Louise Minchin on empty-nest syndrome

PUBLISHED: 00:00 05 February 2020

Louise Minchin

Louise Minchin

Archant

With one daughter now away at university, Louise admits nothing had prepared her for life at home with one less family member.

It has been nearly six months since my daughter Mia went to university and I am still getting used to her not being around. I had an inkling I would miss her when she moved out, but the impact it has had on me has taken me by surprise.

I had no idea that not having her cheerful presence at home, even with the extra mountains of washing, ironing, chaos, mess and thumping music shaking the house when I was trying to sleep would make me feel lost without her.

I am not completely naive and have read about empty-nest syndrome and have heard friends talk about their children moving out as being a tough time, but I imagined, given that it was just a normal part of parenthood, and she was going on to do something she really wanted to, it would be fine.
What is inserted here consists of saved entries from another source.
PR #1595, opened 2024-05-28
Add test cases for c$ preprocessing utility

gjurgensen:
Since the preprocessing utility is open-ended in its system dependencies, I've added the cert_param flag "uses-preprocessor" as well as the Makefile variable "USE_PREPROCESSOR" to control certification of books using the tool, such as this new test book.

The feature does not attempt to auto-detect dependencies, and defaults to "off". Thus, you must explicitly set `USE_PREPROCESSOR=1` when invoking make to build the relevant books.

The names of these variables is easy to change. We might consider renaming it to "USE_C_PREPROCESSOR" to be more specific. Or "USE_C_UTILITIES" if we expect other similar utilities to require conditional certification.

### DIFF
--- a/books/kestrel/c/syntax/preprocess-file.lisp
+++ b/books/kestrel/c/syntax/preprocess-file.lisp
@@ -54,8 +54,8 @@
    (xdoc::p
      "These tools appeal to a configurable C preprocessor, and the prerequisite
       dependencies may not be present on all systems. For books which use the
-      default preprocessor \"cpp\", certification may controlled with the the
-      @(see build::uses-cpp) @(see build::cert_param) flag.")
+      default preprocessor \"cpp\", certification may be controlled with the
+      the @(see build::uses-cpp) @(see build::cert_param) flag.")
    (xdoc::p
      "The community books Makefile will autodetect whether \"cpp\" is
       available, and exclude books appropriately. Certification of such books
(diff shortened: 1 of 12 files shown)


acoglio (changes requested):
Since 'preprocessor' sounds generic, I suggest using 'cpreprocessor' for clarity/specificity, in the Makefile, environment variable, and certification flag.

The rest looks fine.

acoglio:
Adding two more reviewers since this affects the books makefile as well. @solswords @ericwhitmansmith

solswords (approved):

gjurgensen:
@acoglio 
> Since 'preprocessor' sounds generic, I suggest using 'cpreprocessor' for clarity/specificity, in the Makefile, environment variable, and certification flag.

I changed the names to "uses-c-preprocessor" and "USE_C_PREPROCESSOR".

gjurgensen:
For simplicity, I switched to "uses-cpp" and "OS_HAS_CPP", which is set by autodetecting availability of "cpp".

books/kestrel/c/syntax/preprocess-file.lisp
```diff
@@ -51,7 +50,22 @@
   :long
   (xdoc::topstring
    (xdoc::p
-     "A collection of tools to invoke an external C preprocessor."))
+     "A collection of tools to invoke an external C preprocessor.")
+   (xdoc::p
+     "These tools appeal to a configurable C preprocessor, and the prerequisite
+      dependencies may not be present on all systems. For books which use the
+      default preprocessor \"cpp\", certification may controlled with the the
```
acoglio, line 57:
```suggestion
      default preprocessor \"cpp\", certification may be controlled with the the
```

acoglio (approved):

ericwhitmansmith (approved):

I was excited for her; I had loved my years as a student and hoped she would too. Anyway, I wouldn't have an empty nest, as thankfully Scarlett is still at home, so why would it be a problem?

But it wasn't nearly as easy as I had anticipated. There was a particular moment during Mia's first week away, that it dawned on me I hadn't prepared at all for the void of her not being at home. I came back from work one morning and, as I always do, called up to her room to ask her to join me and walk the dogs. The deafening silence reminded me she wasn't there and I realised with a heavy heart that I was going to have to get used to walking on my own without her chatting alongside me.

Six months on, I am still adapting to the new reality and am getting used to the morning dog walks on my own and to the uneasy feeling that there is someone special missing from the house.

Thankfully, unlike when I was at university at St Andrews, 500 miles from home, when mobile phones and email didn't exist, these days technology means it is much easier to be in touch. I feel very lucky that FaceTime means I can actually see her when we chat, and I still secretly hang onto the hope she will be part of the boomerang generation, and will come back home once the studying is over.

In the meantime, I will have to prepare myself better for the fact she probably won't.